The Chosen established communes—Havens—around the globe, and like Logan’s parents, those thousands of young people birthed even more thousands of children into the life of The Prophet, separate from the outside world. There was no consideration that the children might want another path, no possibility that the world might not end in their own lifetimes, and when, like Logan, the children grew and began to leave, they were cut off, demonized, and abandoned to fend for themselves in a world they didn’t understand.

Logan’s story, like that of so many of his friends’, told of falling through the cracks of a society unaware that children like him existed, of watching many of his childhood friends succumb to drug abuse and suicide, of experiencing anxiety and stress disorders, of being clueless about social mores and customs, of fighting the prejudice and social stigma that followed, and then of clawing his way upward one exacting day at a time.

In one way or another, the stories, no matter how different or with how much levity they might be told, were still the same, and without intervention, it was this same story that little Hannah would be telling in ten years, if she was alive to tell it at all.

Munroe came to a fork in the path, flipped a mental coin, and then
left the lights and the trail for an area that promised darkness and seclusion. A breeze swept through the treetops, and the moon, ripe above them, lit the way.

She was a child of the night, and nocturnal movement was familiar and cathartic—far better than remaining inside, cooped up, unable to sleep and cautious of stanching the tide of dreams one time too many.

But letting her mind wander, seeking solitude and getting away from Logan and his friends, wasn’t the main reason for this foray into the park.

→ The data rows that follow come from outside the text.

PR #397, opened 2023-02-27
feat: confidential vault/bucket reveal

sdbondi:
Description
---
- feat: confidential vault/bucket reveal
- feat: adds revealed amount to confidential resource
- fix: bug in template macro that prevented private functions from returning certain types e.g. tuples

Motivation and Context
---
Allows a user to provide a withdraw proof that reveals a portion of the commitment in their bucket/vault. This
adds liquidity to a revealed "pool" of funds within the resource which then can be used in the same way as a non-confidential fungible resource. 

```rust
        // reveal_proof is a withdraw proof that specifies X funds should be withdrawn and revealed
        let revealed_funds = account1.reveal_confidential(resource, reveal_proof);
       // The account contains an additional X amount of non-blinded funds 
        account.deposit(revealed_funds); 
```

Balance proof: put 10 revealed and 0 blinded in bucket

$k_{input}.G + 100.H - (k_2.G + 0.H + 10.H) - (k_c.G + 90.H) \stackrel{?}{=} (0)$ 

Note the output commitment can include a non-zero value as long as the change $k_c.G + v_c.H$ balances.

How Has This Been Tested?
---
New unit tests that call vault and bucket reveal_confidential


stringhandler (approved):
Still using the aggregated commitment in the vault, which is already addressed in another pr. 

Otherwise, happy to merge it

She’d come here tonight because, just as had happened when she’d left the hotel the night before, she was being followed.

Her nature would have her make a game of it—keep up the guise of oblivion as long as possible for no other reason than that she could. But tonight wasn’t the night for games. She needed to bring the pieces together.

She came at last to a bench, stopped, and waited, listening to the darkness. Certain he was there, she sat and, after another moment, spoke to the shadows.

“Come and join me,” she said. “I’m tired of being stalked.”

She heard his approach before she saw him, the bulk of his outline materializing from the dark as he drew near. His stride was casual, his shoulders squared, and his hands relaxed in a summer jacket’s pockets. He stopped within a foot of her and gazed down with a subtle smirk, and she smiled in exchange.

Head tilted up and in his direction, she said, “Hello, Miles.”

He nodded, returned the smile, and with arms crossed remained standing for a moment before joining her on the bench.

Silence.

“How long have you known?” he said finally.